▶ WHAT TO DO
Your task is to copy every line below that contains the word "back".

▶ DATA FOR PROCESSING

PR #1444, opened 2020-11-27
Reduce code duplication due to reified generics

Sergio0694:
### Prerequisites

### Description
The `BokehBlurProcessor<TPixel>` type had one of the internal row iterators that worked on non-generic types, but having that nested type defined within the generic processor class caused the code to be duplicated and compiled again for every single pixel type that the process was applied to. I moved that to the non-generic processor type so the same generic instantiation can be reduced. This will reduce the binary size in AOT scenarios, and reduce the load on the JIT otherwise.

### DIFF
--- a/src/ImageSharp/Processing/Processors/Convolution/BokehBlurProcessor{TPixel}.cs
+++ b/src/ImageSharp/Processing/Processors/Convolution/BokehBlurProcessor{TPixel}.cs
@@ -127,7 +127,7 @@ namespace SixLabors.ImageSharp.Processing.Processors.Convolution
                     in verticalOperation);
 
                 // Compute the horizontal 1D convolutions and accumulate the partial results on the target buffer
-                var horizontalOperation = new ApplyHorizontalConvolutionRowOperation(sourceRectangle, processingBuffer, firstPassBuffer, kernel, parameters.Z, parameters.W);
+                var horizontalOperation = new BokehBlurProcessor.ApplyHorizontalConvolutionRowOperation(sourceRectangle, processingBuffer, firstPassBuffer, kernel, parameters.Z, parameters.W);
                 ParallelRowIterator.IterateRows(
                     configuration,
                     sourceRectangle,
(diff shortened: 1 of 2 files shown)


src/ImageSharp/Processing/Processors/Convolution/BokehBlurProcessor{TPixel}.cs
```diff
@@ -127,7 +127,7 @@ protected override void OnFrameApply(ImageFrame<TPixel> source)
                     in verticalOperation);
 
                 // Compute the horizontal 1D convolutions and accumulate the partial results on the target buffer
-                var horizontalOperation = new ApplyHorizontalConvolutionRowOperation(sourceRectangle, processingBuffer, firstPassBuffer, kernel, parameters.Z, parameters.W);
+                var horizontalOperation = new BokehBlurProcessor.ApplyHorizontalConvolutionRowOperation(sourceRectangle, processingBuffer, firstPassBuffer, kernel, parameters.Z, parameters.W);
```
JimBobSquarePants, line 130: Can you not reference the processor passed to the constructor?

JimBobSquarePants:
@Sergio0694 Nice! Always on the lookout for things like this. We need to ensure the amount of code we produce is as small as possible to avoid issues with AOT.

src/ImageSharp/Processing/Processors/Convolution/BokehBlurProcessor{TPixel}.cs
Sergio0694: Not sure what you mean - this is a static reference, we're not accessing an instance member. That's just the qualified type that's declared within `BokehBlurProcess`, so we need the parent type name when using it 🤔

JimBobSquarePants: I misread, sorry, carry on. 👍

JimBobSquarePants (approved):
LGTM 🚀

PR #1451, opened 2020-12-01
Update to use new props/targets plus cleanup.

JimBobSquarePants:
### Prerequisites

### Description

Vastly simplifies the solution by reusing props/targets defined in our infrastructure. I've also done some tests cleanup to match rules and added missing images to the solution plus replaced the EXIF standard PDF broken by old gitattributes.


brianpopow (approved):
Looks good, nice improvement 👍

PR #1456, opened 2020-12-03
Tiff format support

brianpopow:
### Prerequisites

### Description
This PR adds support for TIFF decoding and encoding.

The specification can be found here: [TIFF spec](https://www.adobe.io/content/udp/en/open/standards/TIFF/_jcr_content/contentbody/download_1370394226/file.res/TIFFphotoshop.pdf)
Or as a PDF in the tiff folder (ImageSharp\Formats\Tiff).

Currently the Encoder and Decoder support the following:

## Baseline TIFF

- [x] Bilevel Images aka Black and White images.
- [x] Grayscale Images
- [x] Palette-color Images
- [x] RGB Full Color Images
- [x] PackBits Compression
- [x] Modified Huffman Compression (Ccitt1D)

## TIFF Extensions

- [x] CcittGroup3Fax
- [x] LZW compression
- [x] Deflate compression
- [x] Differencing Predictor

The following extension features will probably not be part of the first release of the TIFF format support.
- CcittGroup4Fax
- JPEG Compression [Technote 2](http://simplesystems.org/libtiff/TIFFTechNote2.html)
- Tiled Images
- TransparencyMask
- Separated (TIFF Extension color spaces)
- YCbCr (TIFF Extension color spaces)
- CieLab (TIFF Extension color spaces)
- IccLab (TechNote 1)

## TODO's

- [x] ~Issue with LZW decoding with some images, for example: `rgb_lzw_no_predictor.tiff`~ Fixed with #1457 
- [x] Deflate compression uses deflate implementation of PNG, we should move that now to a common place 
- [x] ~There is still an issue with LZW. Compression a byte array with LZW and then decompress it again does not yield in the original byte array. See failing tests.~ fixed with da51a4f9


src/ImageSharp/Formats/Png/DeflateCompressionLevel.cs
```diff
@@ -6,7 +6,7 @@ namespace SixLabors.ImageSharp.Formats.Png
     /// <summary>
     /// Provides enumeration of available PNG compression levels.
     /// </summary>
-    public enum PngCompressionLevel
+    public enum DeflateCompressionLevel
```
antonfirsov, line 9: While reasonable, this will be a hard breaking change, introducing an experimental codec, doesn't justify it for the rest of the users IMO. Can we try a softer way? 
- Duplicating `DeflateCompressionLevel` as `PngCompressionLevel` while marking the latter `[EditorBrowsable(false)]`
- Duplicating a `PngCompressionLevel` variant of `PngEncoder.CompressionLevel` and marking it `[EditorBrowsable(false)]`

We [may or may not want](https://github.com/SixLabors/ImageSharp/discussions/1454) to obsolete the old API-s, no strong opinion.

brianpopow: yes you are right, i will change that back

src/ImageSharp/Formats/ImageExtensions.Save.tt
```diff
@@ -17,6 +17,7 @@ using SixLabors.ImageSharp.Advanced;
         "Jpeg",
         "Png",
         "Tga",
+        "Tiff",
```
antonfirsov, line 20: I suggest to add something like this in the `foreach (string fmt in formats)` loop:

```C#
string experimentalString =  fmt != "Tiff" ? "" : @"EXPERIMENTAL! ";
#>

        /// <summary>
        /// <#= experimentalString #>Saves the image to the given stream with the <#= fmt #> format.	        /// Saves the image to the given stream with the <#= fmt #> format.
        /// </summary>

// same in other overloads
```

src/ImageSharp/Formats/Png/DeflateCompressionLevel.cs
antonfirsov: Changing back is fine for now. Later we may still want to introduce the "soft" ranaming, since `PngCompressionLevel` is weird when using with TIFF :)

src/ImageSharp/Formats/Tiff/Constants/TiffByteOrder.cs
```diff
@@ -0,0 +1,21 @@
+// Copyright (c) Six Labors.
+// Licensed under the Apache License, Version 2.0.
+
+namespace SixLabors.ImageSharp.Formats.Experimental.Tiff.Constants
+{
+    /// <summary>
+    /// The tiff data stream byte order enum.
+    /// </summary>
+    public enum TiffByteOrder
```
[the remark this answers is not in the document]
brianpopow: i have moved this to the Common folder and renamed it to just ByteOrder: 13eb5c2a

src/ImageSharp/Formats/Tiff/ImageExtensions.cs
```diff
@@ -0,0 +1,51 @@
...
+        /// <returns>
+        /// The <see cref="Image{TPixel}"/>.
+        /// </returns>
+        public static Image<TPixel> SaveAsTiff<TPixel>(this Image<TPixel> source, Stream stream, TiffEncoder encoder)
+            where TPixel : unmanaged, IPixel<TPixel>
+        {
+            encoder = encoder ?? new TiffEncoder();
+            encoder.Encode(source, stream);
+
+            return source;
```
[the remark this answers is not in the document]
brianpopow: yes it is, its removed now: b8f8f17b

src/ImageSharp/Formats/ImageExtensions.Save.tt
brianpopow: done

src/ImageSharp/Formats/Png/DeflateCompressionLevel.cs
brianpopow: I have duplicated `PngCompressionLevel` to `DeflateCompressionLevel` and marked `PngCompressionLevel` as `[EditorBrowsable(EditorBrowsableState.Never)]`.

I was unsure if that's what you suggested. Is that 7357ae38 ok?

antonfirsov: Also wanted to somehow duplicate the `PngEncoder.CompressionLevel` but did not think it through. We can't have two properties of the same name, not sure how to proceed now.

antonfirsov: If noone can figure it out, lets revert to the old name for the first release maybe?

brianpopow: `PngEncoder.CompressionLevel` was already changed back with a09cefe080e8f86ae60a12a16adb8f509c17b97d

tests/ImageSharp.Tests/Formats/Tiff/TiffMetadataTests.cs
```diff
@@ -17,6 +17,14 @@ namespace SixLabors.ImageSharp.Tests.Formats.Tiff
     [Trait("Format", "Tiff")]
     public class TiffMetadataTests
     {
+        public TiffMetadataTests()
+        {
+            Configuration.Default.ImageFormatsManager.AddImageFormat(TiffFormat.Instance);
+            Configuration.Default.ImageFormatsManager.AddImageFormatDetector(new TiffImageFormatDetector());
+            Configuration.Default.ImageFormatsManager.SetDecoder(TiffFormat.Instance, new TiffDecoder());
+            Configuration.Default.ImageFormatsManager.SetEncoder(TiffFormat.Instance, new TiffEncoder());
```
antonfirsov, line 25: I suggest to use an instance configuration in tiff tests.

src/ImageSharp/Formats/Tiff/Ifd/EntryReader.cs
```diff
@@ -0,0 +1,312 @@
...
+        /// <summary>
+        /// Initializes a new instance of the <see cref="EntryReader" /> class.
+        /// </summary>
+        /// <param name="stream">The stream.</param>
+        public EntryReader(TiffStream stream)
+        {
+            this.stream = stream;
+        }
+
+        public IExifValue ReadNext()
```
JimBobSquarePants, line 29: I'm confused by this class. Shouldn't the existing existing `ExifReader` class be handling this?

src/ImageSharp/Formats/Tiff/TiffFrameMetadata.cs
```diff
@@ -0,0 +1,332 @@
+// Copyright (c) Six Labors.
+// Licensed under the Apache License, Version 2.0.
+
+using System.Collections.Generic;
+using System.Linq;
+
+using SixLabors.ImageSharp.Formats.Experimental.Tiff.Constants;
+using SixLabors.ImageSharp.Metadata.Profiles.Exif;
+
+namespace SixLabors.ImageSharp.Formats.Experimental.Tiff
```
JimBobSquarePants, line 10: The way Exif data is handled here is troublesome. I would expect a profile per frame if we are to split the data up. We can't use our existing APIs to update the data.

src/ImageSharp/Formats/Tiff/TiffMetadata.cs
```diff
@@ -0,0 +1,54 @@
...
+
+        /// <summary>
+        /// Gets or sets the compression used to create the TIFF file.
+        /// </summary>
+        public TiffCompression Compression { get; set; } = TiffCompression.None;
+
+        /// <summary>
+        /// Gets or sets the XMP profile.
+        /// </summary>
+        public byte[] XmpProfile { get; set; }
```
JimBobSquarePants, line 49: Shouldn't we have a dedicated type for this?

src/ImageSharp/Formats/Tiff/Utils/SubStream.cs
```diff
@@ -0,0 +1,176 @@
...
+namespace SixLabors.ImageSharp.Formats.Experimental.Tiff.Utils
+{
+    /// <summary>
+    /// Utility class to encapsulate a sub-portion of another <see cref="Stream"/>.
+    /// </summary>
+    /// <remarks>
+    /// Note that disposing of the <see cref="SubStream"/> does not dispose the underlying
+    /// <see cref="Stream"/>.
+    /// </remarks>
+    internal class SubStream : Stream
```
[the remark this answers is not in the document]
IldarKhayrutdinov: @JimBobSquarePants @brianpopow yes I am preparing PR to remove this class

src/ImageSharp/Formats/Tiff/TiffMetadata.cs
IldarKhayrutdinov: @JimBobSquarePants ImageSharp don't support XMP profile yet, so here the data is in raw format

src/ImageSharp/Formats/Tiff/Ifd/EntryReader.cs
IldarKhayrutdinov: @JimBobSquarePants Exif is extension of Tiff and it seems that reading for Tif is a little different from reading existing `ExifReader`, I'll figure it out more and come back with an answer

src/ImageSharp/Formats/Tiff/TiffMetadata.cs
JimBobSquarePants: This should be internal then. We cannot introduce a change we will likely break

tests/ImageSharp.Tests/Formats/Tiff/TiffMetadataTests.cs
brianpopow: changed with 1c734b34

src/ImageSharp/Formats/Tiff/Utils/SubStream.cs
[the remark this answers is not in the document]
IldarKhayrutdinov: Please review #1467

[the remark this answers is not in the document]
brianpopow: its merged now

src/ImageSharp/Formats/Tiff/TiffMetadata.cs
brianpopow: i will make that internal tomorrow

IldarKhayrutdinov:
#1471 - here I'm workin on metadata, while there are errors and improvements are required

src/ImageSharp/Formats/Tiff/TiffMetadata.cs
IldarKhayrutdinov: @JimBobSquarePants @brianpopow didn't notice this message, yes, it's done!

src/ImageSharp/Formats/Tiff/Ifd/EntryReader.cs
IldarKhayrutdinov: @JimBobSquarePants @brianpopow  tiff and exif have differences in tags reading, but I think it's possible to combine them (although it will probably be ugly), it will take some work, coming days I can't do, perhaps next week

brianpopow: @IldarKhayrutdinov maybe you could elaborate what you want to change beforehand. If its really "ugly", we probably should not do it in the first place. Maybe we can come up with a better solution.

IldarKhayrutdinov: @brianpopow yes, you still need to think about how to do it beautifully 🤔

IldarKhayrutdinov:
Hi everyone! Please review #1494

IldarKhayrutdinov:
@brianpopow thanks for corrections of big benchmarks, I haven't yet looked you recommended `Calliphora_x` files. I used these scripts (and big benchmarks) for development purposes, now the tiff format is almost ready, you can either leave them or somehow improve.

brianpopow:
> @brianpopow thanks for corrections of big benchmarks, I haven't yet looked you recommended `Calliphora_x` files. I used these scripts (and big benchmarks) for development purposes, now the tiff format is almost ready, you can either leave them or somehow improve.

@IldarKhayrutdinov: I think we can leave the benchmark as it is right now.

IldarKhayrutdinov:
> I think we can leave the benchmark as it is right now.

yes they can be used for stress tests

IldarKhayrutdinov:
Hi, @brianpopow, I'm currently working on multiStrip support for encoder

brianpopow:
> Hi, @brianpopow, I'm currently working on multiStrip support for encoder

@IldarKhayrutdinov That's great! Its actually recommended to encode with multiStrip. Because i have read it like 10 minutes ago, 8k bytes per strip seems to be the recommendation.

IldarKhayrutdinov:
As first part of multiStrip for encoder task - #1527 - only splitting and move classes, no change algorithms.

src/ImageSharp/Metadata/Profiles/Exif/Tags/ExifTag.ByteArray.cs
```diff
@@ -21,6 +21,16 @@ public abstract partial class ExifTag
         /// </summary>
         public static ExifTag<byte[]> XMP => new ExifTag<byte[]>(ExifTagValue.XMP);
 
+        /// <summary>
+        /// Gets the IPTC exif tag.
+        /// </summary>
+        public static ExifTag<byte[]> IPTC => new ExifTag<byte[]>(ExifTagValue.IPTC);
```
brianpopow, line 27: @IldarKhayrutdinov I have trouble with decoding some images from the tiff test-suite.
It seems that some encoders treat the IPTC datatype as **long[]** instead of **byte[]**.
For [example](http://www.luotain.uku.fi/~kraka/uudet_sivut/data/pressi/kraka_pressi02.tif) or [example2](http://korejtko.net/wp-content/uploads/2008/11/148222981.tif)

There are some [sources](https://www.awaresystems.be/imaging/tiff/tifftags/iptc.html) which claim
treating it as **long** is incorrect. I would totally agree, but some encoders do not.
Take for example `iptc.jpg` from our testimages in `Input\Jpg\baseline` and convert it to tif
with either imagemagick or gimp. Both will treat IPTC as **long** for some reason.

IldarKhayrutdinov: I think we can remove this line ` public static ExifTag<byte[]> IPTC => new ExifTag<byte[]>(ExifTagValue.IPTC);` the iptc tag object will be created correctly and needs to add the correct processing of iptc tag when IptcProfile creating.

IldarKhayrutdinov: Although, the data must be in byte [] format, even if long. Probably should add workaround when reading (exif reader)

brianpopow: i think **byte** is the correct datatype. I will create a workaround for the cases when its long.

IldarKhayrutdinov:
Please review MultiStrip encoding  #1537

JimBobSquarePants:
@IldarKhayrutdinov @brianpopow Have either of you seen this library? I wonder if there's some features we can compare there. 

https://github.com/yigolden/TiffLibrary/blob/master/Documentation/supported-tiff-features.md

IldarKhayrutdinov:
> @IldarKhayrutdinov @brianpopow Have either of you seen this library? I wonder if there's some features we can compare there.
> 
> https://github.com/yigolden/TiffLibrary/blob/master/Documentation/supported-tiff-features.md

I haven't seen, but it seems we can benefit from her, for example features: BigTIFF, tiled; TiffGray16 Pixel, CMYK, YCbCr Photometric; T4, T6, JPEG, ThunderScan, NeXT compressions; and we can compare performance for existing features.

brianpopow:
> @IldarKhayrutdinov @brianpopow Have either of you seen this library? I wonder if there's some features we can compare there.
> 
> https://github.com/yigolden/TiffLibrary/blob/master/Documentation/supported-tiff-features.md

I have not seen that either. As @IldarKhayrutdinov said, good to see how others have implemented some features and to compare performance against.

JimBobSquarePants:
Dunno why this got closed. Something to do with the LFS changes I think.

JimBobSquarePants:
PR is now at #1553 due to Git LFS force push.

▶ RESPONSE AREA
brianpopow: yes you are right, i will change that back
antonfirsov: Changing back is fine for now. Later we may still want to introduce the "soft" ranaming, since `PngCompressionLevel` is weird when using with TIFF :)
brianpopow: `PngEncoder.CompressionLevel` was already changed back with a09cefe080e8f86ae60a12a16adb8f509c17b97d
IldarKhayrutdinov: @JimBobSquarePants Exif is extension of Tiff and it seems that reading for Tif is a little different from reading existing `ExifReader`, I'll figure it out more and come back with an answer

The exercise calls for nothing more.